В первую минуту она хотела было пожаловаться на Яна отцу, да передумала. А Стефа звенит на столе бокалами так, словно выкликает где-то глубоко притаившиеся, будто и замершие уже девичьи чувства...

Когда Стефа, выполняя приказание пани Софьи, как можно почтительнее приглашала Хмельницкого на ужин, она не сказала ему, что стол накрыт в комнате ее госпожи. Вполне понятно, что подстаросту надо было угощать отдельно от его вооруженной свиты, - это в какой-то мере смягчало вину старосты. Значит, и пана подстаросту возвышают над челядью и даже над его казаками.

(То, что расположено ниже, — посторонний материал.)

PR #7799, opened 2026-05-05
fix: preserve raw inline style values to avoid &quot; encoding

### LINKED ISSUE #7016: Style attribute values are encoded with `&quot;` in `getHTML()` output (Tiptap / ProseMirror 1.25.2)
### Affected Packages

Core

### Version(s)

2.12.0

### Bug Description

After a clean install of my application that using the **Tiptap** editor, I noticed that certain inline style attributes are being HTML-encoded when retrieving content using `getHTML()`.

- Мне велели проводить уважаемого пана в комнату, где его ждет... ужин, - сказала девушка, идя впереди Хмельницкого.

Они прошли по длинному полутемному коридору, потом свернули и поднялись по лестнице на второй этаж. Здесь были размещены покои старосты и его жены. Хмельницкий знал об этом. И когда на втором этаже Стефа повернула вправо, сердце его тревожно забилось. Они шли к покоям пани Софьи.

Раздумывать было некогда. Раскрылась тяжелая дубовая дверь. Стефа придержала ее, пропуская чигиринского подстаросту. Желая угодить своей госпоже, девушка старательно выполняла свои обязанности. Третий год она прислуживает ей, из помощницы стала старшей горничной, и не Степанидой, а Стефой теперь звали ее. Все это должна была ценить девушка из бедной многодетной семьи простолюдина.

Когда гость медленно переступил порог и от окна донесся ответ на его приветствие, горничная тихо притворила дверь, посмотрела в одну и другую сторону коридора и быстро, как всегда, сбежала по лестнице.